Had your luck been in the ascendant, or had you paid more respect to the superstitions of your attendant gillie, things might have been so different. You have had three good chances, each of which, under normal circumstances, might have been fairly expected to score, and that with flies that, in your judgment, were a size too large. Fate had determined that you were to have a "disappointing day," and you cannot say that you have not scored one.
In September, 1902, having received an invitation from an old friend to fish one of the upper beats of the Spean, I journeyed up North, full of eagerness. I had long wished to try that river. My host had informed me that that river was low, but that everything pointed to broken weather and rain; and though this forecast was true as regards some portions of Great Britain, the change never came during the fortnight that I spent on Spean side, that bonnie river getting finer and finer day by day, until at last it became a mere shadow of its former self. At the time of my arrival everything looked promising. Heavy clouds were gathering, and it looked as if the promised rainfall could not be long delayed.
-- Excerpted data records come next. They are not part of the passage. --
PR #311, opened 2026-04-16
@W-22067441: allow any port for loopback redirect URIs in CIMD matching (#290)

mattcfilbert:
## Description

Fix CIMD (Client ID Metadata Document) redirect_uri validation so that a registered loopback URI matches a request-time URI that only differs in port, per [RFC 8252 §7.3](https://datatracker.ietf.org/doc/html/rfc8252#section-7.3). Previously the authorize endpoint used a raw Array.includes() string match against the CIMD's redirect_uris, which rejected native clients that bind to an OS-assigned ephemeral port at request time.

Implementation is intentionally surgical:

New matchesRegisteredRedirectUri(requestUri, registeredUri) helper in src/server/oauth/matchesRegisteredRedirectUri.ts — exact string match by default, with a narrow exception that ignores port when both URIs are http: and share the same loopback host (127.0.0.1, [::1], or localhost). Scheme, host, pathname, search, hash, and userinfo must still match exactly.
Host equivalence is exact: 127.0.0.1, [::1], and localhost each match only themselves (no cross-mapping), avoiding DNS-resolution surprises and keeping the relaxation narrow.
src/server/oauth/authorize.ts now calls redirect_uris.some((uri) => matchesRegisteredRedirectUri(redirect_uri, uri)) in the CIMD path.
src/server/oauth/isValidRedirectUri.ts extended by one check to also accept [::1] (alongside localhost/127.0.0.1) so IPv6 loopback isn't rejected by the general validity gate.
Token endpoint (src/server/oauth/token.ts) unchanged — it already compares against the authorize-time stored redirectUri, so it remains self-consistent and OAuth 2.1 §4.1.3 compliant.
DCR endpoint (src/server/oauth/register.ts) unchanged — no matching happens there.
## Motivation and Context

Closes #290.

Native MCP clients that follow RFC 8252 — including Claude Code — register loopback redirect URIs like http://127.0.0.1/callback or http://localhost/callback in their client metadata, then issue authorize requests with an ephemeral port such as http://127.0.0.1:54321/callback. The previous strict includes() comparison rejected these requests, breaking OAuth entirely for such clients. RFC 8252 §7.3 explicitly requires: "the authorization server MUST allow any port to be specified at the time of the request for loopback IP redirect URIs".
## Type of Change

- [x] Bug fix
- [ ] New feature
- [ ] Breaking change
- [x] Documentation update

## How Has This Been Tested?

New unit suite — src/server/oauth/matchesRegisteredRedirectUri.test.ts (21 cases):

Exact matches: identical http/https/custom-scheme URIs.
Loopback port relaxation: IPv4 (127.0.0.1), IPv6 ([::1]), and localhost; with and without a port on the registered URI; preserving query and fragment.
Loopback mismatches still rejected: path, query, fragment, scheme, cross-host loopback (both directions), userinfo.
Non-loopback strictness: http and https port differences on public hosts; custom-scheme mismatches.
Invalid input: unparseable URIs and empty strings return false.
New CIMD integration cases in tests/oauth/embedded-authz/clientIdMetadataDocuments.test.ts:

Accepts http://127.0.0.1:54321/callback against registered http://127.0.0.1/callback → 302.
Accepts http://localhost:54321/callback against registered http://localhost/callback → 302.
Accepts http://[::1]:54321/callback against registered http://[::1]/callback → 302.
Rejects loopback path mismatch (http://127.0.0.1:54321/evil) → 400.
Rejects cross-host loopback (http://localhost:54321/callback against registered http://127.0.0.1/callback) → 400.
Rejects non-loopback https port mismatch (https://example.com:8443/cb against registered https://example.com/cb) → 400.
Verification run locally:

npm test — 1012 / 1012 pass
npm run test:oauth:embedded — 86 / 86 pass (including 17 in clientIdMetadataDocuments)
npx tsc --noEmit — clean
npx eslint on all touched files — clean

## Related Issues

Fixes #290

## Checklist

## Contributor Agreement

      its Contribution Checklist.

### DIFF
--- a/package-lock.json
+++ b/package-lock.json
@@ -1,12 +1,12 @@
 {
   "name": "@tableau/mcp-server",
-  "version": "1.18.5",
+  "version": "1.18.6",
   "lockfileVersion": 3,
   "requires": true,
   "packages": {
     "": {
       "name": "@tableau/mcp-server",
-      "version": "1.18.5",
+      "version": "1.18.6",
       "license": "Apache-2.0",
       "dependencies": {
         "@modelcontextprotocol/sdk": "^1.26.0",
--- a/package.json
+++ b/package.json
@@ -1,7 +1,7 @@
 {
   "name": "@tableau/mcp-server",
   "description": "Helping agents see and understand data.",
-  "version": "1.18.5",
+  "version": "1.18.6",
   "repository": {
     "type": "git",
     "url": "git+https://github.com/tableau/tableau-mcp.git"
--- a/src/server/oauth/authorize.ts
+++ b/src/server/oauth/authorize.ts
@@ -14,6 +14,7 @@ import { clientMetadataCache } from './clientMetadataCache.js';
 import { getDnsResolver } from './dnsResolver.js';
 import { generateCodeChallenge } from './generateCodeChallenge.js';
 import { isValidRedirectUri } from './isValidRedirectUri.js';
+import { matchesRegisteredRedirectUri } from './matchesRegisteredRedirectUri.js';
 import { TABLEAU_CLOUD_SERVER_URL } from './provider.js';
 import { cimdMetadataSchema, ClientMetadata, mcpAuthorizeSchema } from './schemas.js';
 import { getSupportedScopes, parseScopes, validateScopes } from './scopes.js';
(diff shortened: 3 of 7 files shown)


anyoung-tableau (approved):
💪💪💪💪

At the lodge I found, besides my host, another angler whom I am also privileged to call an old friend, and in such company I knew that, whether sport were good or no, we should at least have a jolly time. That evening we discussed flies and angling details as only fishermen can, and with a last look out of the window at the murky sky, and a tap to my barometer as I turned in somewhat early, looking forward to the morrow with the keenest anticipation.
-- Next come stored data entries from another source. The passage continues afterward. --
PR #314, opened 2026-04-17
@W-21785596 logging refactor

jarhun88:

the pull request._

# Pull Request Template

Introduces a simplified three-level logging system (debug | info | error) with environment-variable-driven severity filtering, consolidates the logging API surface, and adds structured log() calls across previously unlogged or inconsistently logged code paths. 

Breaking change: DEFAULT_LOG_LEVEL renamed to DEFAULT_NOTIFICATION_LEVEL to distinguish it from the new LOG_LEVEL env var. DEFAULT_NOTIFICATION_LEVEL controls what's sent to the MCP client; LOG_LEVEL controls what's written to console/file.

New env var: LOG_LEVEL controls server-side log output severity (debug, info, error). Defaults to info.

## Type of Change

- [ ] Bug fix
- [ ] New feature
- [ ] Breaking change
- [ ] Documentation update
- [x] Other (please describe):

## Checklist

## Contributor Agreement

      its Contribution Checklist.


src/tools/tool.ts
```diff
@@ -150,6 +150,11 @@ export class Tool<Args extends ZodRawShape | undefined = undefined> {
     const username = tableauAuthInfo?.username;
 
     this.logInvocation({ requestId, args, username });
```
anyoung-tableau: `logInvocation` is poorly named now since it sends notifications. What feels right? Rename to something like `notifyOfInvocation`? Or rename to `logAndNotify` and move the call to `log` inside it?

package.json
```diff
@@ -1,7 +1,7 @@
 {
   "name": "@tableau/mcp-server",
   "description": "Helping agents see and understand data.",
-  "version": "1.18.7",
+  "version": "1.20.0",
```
anyoung-tableau: We've historically bumped the minor version when making a breaking change like this but to follow the principles of semver properly, we really should be making *major* version bumps for any breaking change.

src/logging/logger.ts
```diff
@@ -17,21 +41,25 @@ export function parseLoggerTypes(value: string | undefined): Set<LoggerType> {
...
-    // eslint-disable-next-line no-console -- console.log is intentional here since the transport is not stdio.
-    console.log(JSON.stringify(entry));
+  if (!shouldLog(entry.level, config.logLevel)) {
+    return;
+  }
+  if (config.loggers.has('appLogger')) {
+    const message = JSON.stringify(entry);
+    if (config.transport === 'http') {
+      // eslint-disable-next-line no-console -- console.log is intentional here since the transport is not stdio.
+      console.log(message);
```
anyoung-tableau: I think we should extend `LogParams` to include an optional `error?: unknown` field, that way we can be smarter about how we log the error instead of just including it as part of the `message` using a template literal (which will remove important information from the error like stack trace). Thoughts?

```ts
if (config.transport === 'http') {
  if (error) {
    // LOG THE WHOLE ERROR
    console.log(message, error);

    // OR JUST A SUBSET OF THE ERROR
    console.log(message, { message: error.message, stack: error.stack });
  } else {
    console.log(message);
  }
} else {
  process.stderr.write(message.endsWith('\n') ? message : `${message} ${error}\n`);
  if (error) {
    process.stderr.write(${error}\n`);
  }
}
```

src/tools/tool.ts
jarhun88: yea i can rename it

package.json
jarhun88: yea that makes sense. updated

src/logging/logger.ts
jarhun88: how did you know that including as just message would remove some info? but i will try it out since its just an additive change

src/logging/logger.ts
```diff
@@ -17,21 +41,31 @@ export function parseLoggerTypes(value: string | undefined): Set<LoggerType> {
...
-  if (config.transport === 'http' && config.loggers.has('appLogger')) {
-    // eslint-disable-next-line no-console -- console.log is intentional here since the transport is not stdio.
-    console.log(JSON.stringify(entry));
+  if (!shouldLog(entry.level, config.logLevel)) {
+    return;
+  }
+  if (config.loggers.has('appLogger')) {
+    const message = JSON.stringify(entry);
+    if (config.transport === 'http') {
+      if (entry.error) {
```
mattcfilbert, line 45: Both branches are identical here

The else passes entry.error (which is undefined) as a second arg to console.log, so every HTTP-transport log line without an error prints a trailing undefined. 

The else branch should just be `console.log(message)`. The test at logger.test.ts:72 currently asserts the same (`toHaveBeenCalledWith(JSON.stringify(entry), undefined)`) and would need updating too.

jarhun88: oh thanks, i think the ai messed that up

jarhun88: updated!

src/logging/logger.ts
anyoung-tableau: How did I know? I had learned it at some point, so I knew that the string-representation of an `Error` doesn't include the stack trace. You can see exactly what the string representation is [here](https://developer.mozilla.org/en-US/docs/Web/JavaScript/Reference/Global_Objects/Error/toString#description).

src/logging/fileLogger.ts
```diff
@@ -1,15 +1,13 @@
...
 import { existsSync, mkdirSync } from 'fs';
 import { join } from 'path';
 
 import { getExceptionMessage } from '../utils/getExceptionMessage.js';
-import { writeToStderr } from './logger.js';
 
 export type LogEntry = {
   message: unknown;
-  level: LoggingLevel;
+  level: string;
```
anyoung-tableau: Should this be of type `LogLevel` from logger.ts?

src/server/oauth/accessTokenValidator.ts
```diff
@@ -101,7 +102,12 @@ export class EmbeddedAccessTokenValidator extends AccessTokenValidator {
         expiresAt: payload.exp,
         extra: tableauAuthInfo,
       });
-    } catch {
+    } catch (error) {
```
anyoung-tableau, line 105: All the places that catch an error and then log should stop including the string representation of the error in the message and put the error on the `error` key of the log entry.

jarhun88: youre so right

src/restApiInstance.ts
```diff
@@ -165,6 +166,12 @@ const getNewRestApiInstanceAsync = async (
     }
   }
 
+  log({
+    message: `Auth established via ${config.auth}`,
+    level: 'info',
+    logger: 'auth',
+  });
+
```
anyoung-tableau: Maybe be wary of logging this 'cause it's gonna be super spammy. Also, we probably only care when it _fails_, which I believe we get for free from the error response interceptor. Or change it to level: debug.

src/server/oauth/accessTokenValidator.ts
jarhun88: how about i make the message type a string and the error is the unknown anything goes type

docs/docs/configuration/mcp-config/env-vars.md
```diff
@@ -105,15 +106,30 @@ The default logging level of the server.
...
 
-This value determines the minimum log level in which to send notifications to MCP clients. That is,
-if the server's currently configured minimum logging level is `debug`, all log messages will be sent
-to MCP clients. If the level is set to `error`, only log messages with a level of `error` or higher
-will be sent. Note that MCP clients can
-[change the minimum log level](https://modelcontextprotocol.io/specification/2025-06-18/server/utilities/logging#setting-log-level)
+This value determines the minimum level at which to send notifications to MCP clients. That is,
+if set to `debug`, all notifications will be sent. If set to `error`, only notifications with a
+level of `error` or higher will be sent. Note that MCP clients can
+[change the minimum level](https://modelcontextprotocol.io/specification/2025-06-18/server/utilities/logging#setting-log-level)
```
anyoung-tableau: While we're here, please update the spec version:

https://modelcontextprotocol.io/specification/2025-11-25/server/utilities/logging#setting-log-level

src/index.ts
```diff
@@ -44,42 +56,57 @@ async function startServer(): Promise<void> {
...
+        level: 'info',
+        logger: 'startup',
+      });
       break;
     }
   }
 
   if (config.disableLogMasking) {
-    writeToStderr('⚠️ Log masking is disabled!');
+    log({ message: 'Log masking is disabled!', level: 'info', logger: 'startup' });
```
anyoung-tableau: nit: lost the super important emoji

src/logging/logger.ts
anyoung-tableau: image

src/server/oauth/accessTokenValidator.ts
anyoung-tableau: Perfect

src/logging/notification.ts
```diff
@@ -129,3 +135,27 @@ function getSendNotificationMessageFn(level: LoggingLevel) {
...
+
+function safeStringifyNotificationMessage(message: NotificationMessage): string {
+  try {
+    return JSON.stringify(message);
+  } catch {
+    return '[Unable to serialize notification message]';
+  }
+}
+
+function mapNotificationLevelToLogLevel(level: LoggingLevel): 'debug' | 'info' | 'error' {
```
anyoung-tableau: Any reason not to make `NotificationLevel` and `LogLevel` equivalent? The different levels are standard.

src/logging/secretMask.ts
```diff
@@ -87,9 +87,10 @@ function clone<T>(obj: T): Result<T, Error> {
 
     const message = getExceptionMessage(error);
     log({
-      message: `Could not clone object, notification may not be sanitized! Error: ${message}`,
+      message: 'Could not clone object, notification may not be sanitized!',
       level: 'error',
       logger: 'secretMask',
+      error: message,
```
anyoung-tableau: We should pass `error` here, not `message`.

src/server/oauth/token.ts
```diff
@@ -213,7 +213,7 @@ export function token(
             log({
               message:
                 'Tableau refresh token exchange failed, reusing existing (possibly expired) access token',
-              level: 'error',
+              level: 'debug',
               logger: 'oauth',
```
anyoung-tableau, line 217: Let's update `exchangeRefreshToken` to return the thrown error in the `Err` result so it can be provided to this call to `log()`

src/restApiInstance.ts
```diff
@@ -212,9 +206,10 @@ export const getRequestErrorInterceptor =
   (error, baseUrl) => {
     if (!isAxiosError(error) || !error.request) {
       log({
-        message: `Request ${requestId} failed with error: ${getExceptionMessage(error)}`,
+        message: `Request ${requestId} failed`,
         level: 'error',
         logger: 'rest-api',
+        error: getExceptionMessage(error),
```
anyoung-tableau: Should just be `error`

src/restApiInstance.ts
```diff
@@ -250,9 +245,10 @@ export const getResponseErrorInterceptor =
   (error, baseUrl) => {
     if (!isAxiosError(error) || !error.response) {
       log({
-        message: `Response from request ${requestId} failed with error: ${getExceptionMessage(error)}`,
+        message: `Response from request ${requestId} failed`,
         level: 'error',
         logger: 'rest-api',
+        error: getExceptionMessage(error),
```
anyoung-tableau: Same

docs/docs/configuration/mcp-config/env-vars.md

Early astir next morning, I drew up my blinds to find an almost cloudless sky and a bright sun. All the evening promise had been dissipated, and the rain-laden clouds had wandered out to sea to discharge their precious stores where least required. The river, though small, was, nevertheless, still fishable, and there were plenty of salmon up. At the lowest pool on the beat I put up my rod and fixed up the local "medicine"—a Thunder and Lightning—and, wading out, fished the pool down carefully, without result. My host then fished it, also blank. Several fish had shown at the tail, but we could not get a rise out of them. Then we wandered up the beat, trying all the likely pools in turn. In the mill pool I managed to get into a small salmon, about 7 lb. in weight, and duly got him out; otherwise our efforts were entirely unrewarded. It was a great thing to learn the pools, and to know where it was safe to wade, etc., and so I felt that the day was not a lost one as far as I was concerned, though of course less interesting to my friend S. and to my host. As we came home the clouds again began to gather, to lure us, Will-o'-the-wisp-like, on to further baseless hope, as the following bright, hot morning amply testified.